Saved data entries
((

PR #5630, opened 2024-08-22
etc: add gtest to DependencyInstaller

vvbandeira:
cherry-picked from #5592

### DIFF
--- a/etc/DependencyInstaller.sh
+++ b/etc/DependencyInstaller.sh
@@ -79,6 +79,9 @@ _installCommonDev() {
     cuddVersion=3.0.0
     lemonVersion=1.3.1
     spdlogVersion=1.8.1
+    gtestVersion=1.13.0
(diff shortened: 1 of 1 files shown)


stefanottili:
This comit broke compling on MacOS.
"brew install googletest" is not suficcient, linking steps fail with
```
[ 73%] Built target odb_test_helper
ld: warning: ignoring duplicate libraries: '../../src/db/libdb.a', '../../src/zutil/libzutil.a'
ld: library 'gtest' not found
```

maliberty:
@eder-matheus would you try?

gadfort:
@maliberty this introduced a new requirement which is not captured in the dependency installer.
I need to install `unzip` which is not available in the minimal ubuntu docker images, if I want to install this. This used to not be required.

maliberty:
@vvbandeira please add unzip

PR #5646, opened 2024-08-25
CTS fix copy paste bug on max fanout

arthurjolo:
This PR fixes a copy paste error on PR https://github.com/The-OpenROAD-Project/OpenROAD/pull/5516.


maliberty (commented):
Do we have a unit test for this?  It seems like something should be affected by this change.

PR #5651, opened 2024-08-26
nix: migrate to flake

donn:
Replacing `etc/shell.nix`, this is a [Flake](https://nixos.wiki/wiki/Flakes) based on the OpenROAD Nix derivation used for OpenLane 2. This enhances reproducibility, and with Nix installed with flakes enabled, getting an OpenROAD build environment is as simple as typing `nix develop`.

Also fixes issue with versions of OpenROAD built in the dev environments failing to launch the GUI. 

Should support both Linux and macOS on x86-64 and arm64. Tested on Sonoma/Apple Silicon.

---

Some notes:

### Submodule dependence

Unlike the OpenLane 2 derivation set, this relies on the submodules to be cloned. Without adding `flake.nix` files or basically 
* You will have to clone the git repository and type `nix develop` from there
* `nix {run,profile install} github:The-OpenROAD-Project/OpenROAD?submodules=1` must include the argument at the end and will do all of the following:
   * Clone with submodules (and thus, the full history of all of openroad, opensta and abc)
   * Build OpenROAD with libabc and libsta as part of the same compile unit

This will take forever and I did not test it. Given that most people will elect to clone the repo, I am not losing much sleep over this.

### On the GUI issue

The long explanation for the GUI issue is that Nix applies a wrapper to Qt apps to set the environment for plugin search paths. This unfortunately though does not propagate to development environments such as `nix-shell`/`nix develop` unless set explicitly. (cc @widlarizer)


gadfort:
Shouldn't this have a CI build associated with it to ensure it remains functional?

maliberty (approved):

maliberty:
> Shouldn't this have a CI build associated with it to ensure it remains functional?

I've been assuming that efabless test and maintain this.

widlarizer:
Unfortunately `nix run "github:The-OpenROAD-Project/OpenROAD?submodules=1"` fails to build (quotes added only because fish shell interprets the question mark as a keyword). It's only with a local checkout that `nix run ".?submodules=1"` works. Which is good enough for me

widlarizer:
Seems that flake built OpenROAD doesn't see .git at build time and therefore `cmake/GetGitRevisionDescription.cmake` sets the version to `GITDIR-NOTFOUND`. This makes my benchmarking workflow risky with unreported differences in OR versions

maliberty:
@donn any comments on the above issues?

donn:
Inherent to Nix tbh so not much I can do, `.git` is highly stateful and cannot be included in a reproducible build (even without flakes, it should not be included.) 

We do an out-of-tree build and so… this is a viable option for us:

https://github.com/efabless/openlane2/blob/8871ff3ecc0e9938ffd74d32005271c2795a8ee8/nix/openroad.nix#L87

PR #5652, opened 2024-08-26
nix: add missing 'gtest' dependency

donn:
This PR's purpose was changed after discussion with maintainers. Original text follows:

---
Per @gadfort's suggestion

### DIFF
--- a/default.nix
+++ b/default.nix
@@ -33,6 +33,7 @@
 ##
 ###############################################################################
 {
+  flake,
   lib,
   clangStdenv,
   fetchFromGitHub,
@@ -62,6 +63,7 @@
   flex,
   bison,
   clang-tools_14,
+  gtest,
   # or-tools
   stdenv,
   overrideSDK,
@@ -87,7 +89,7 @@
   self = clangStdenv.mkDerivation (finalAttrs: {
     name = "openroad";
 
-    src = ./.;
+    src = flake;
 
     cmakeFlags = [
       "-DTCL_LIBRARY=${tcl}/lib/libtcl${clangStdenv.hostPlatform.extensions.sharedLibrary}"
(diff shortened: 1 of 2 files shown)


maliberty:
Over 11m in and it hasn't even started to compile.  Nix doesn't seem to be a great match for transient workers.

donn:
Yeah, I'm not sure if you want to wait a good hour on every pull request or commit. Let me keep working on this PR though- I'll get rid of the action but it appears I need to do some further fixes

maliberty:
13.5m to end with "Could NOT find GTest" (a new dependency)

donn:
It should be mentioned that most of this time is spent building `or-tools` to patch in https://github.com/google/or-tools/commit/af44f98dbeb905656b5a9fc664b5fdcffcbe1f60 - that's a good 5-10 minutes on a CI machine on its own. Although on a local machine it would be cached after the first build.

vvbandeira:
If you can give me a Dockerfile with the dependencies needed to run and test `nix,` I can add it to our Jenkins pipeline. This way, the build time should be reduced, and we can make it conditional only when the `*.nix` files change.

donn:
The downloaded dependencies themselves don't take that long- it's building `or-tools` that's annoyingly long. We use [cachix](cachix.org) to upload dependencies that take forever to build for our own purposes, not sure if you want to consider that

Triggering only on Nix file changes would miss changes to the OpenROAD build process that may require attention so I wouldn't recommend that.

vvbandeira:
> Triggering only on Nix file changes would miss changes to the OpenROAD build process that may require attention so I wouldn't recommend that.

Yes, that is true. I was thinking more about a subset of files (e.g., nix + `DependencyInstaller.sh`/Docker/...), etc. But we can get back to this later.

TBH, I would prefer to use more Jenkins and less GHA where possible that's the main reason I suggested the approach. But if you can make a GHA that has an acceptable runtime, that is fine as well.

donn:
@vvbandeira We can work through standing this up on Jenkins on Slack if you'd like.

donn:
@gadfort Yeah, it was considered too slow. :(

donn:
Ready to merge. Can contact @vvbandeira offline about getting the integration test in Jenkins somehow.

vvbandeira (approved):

))

Task objective: Where a line in the data contains the string "pull", add it to your count, and give only the final number.

Completed task: 2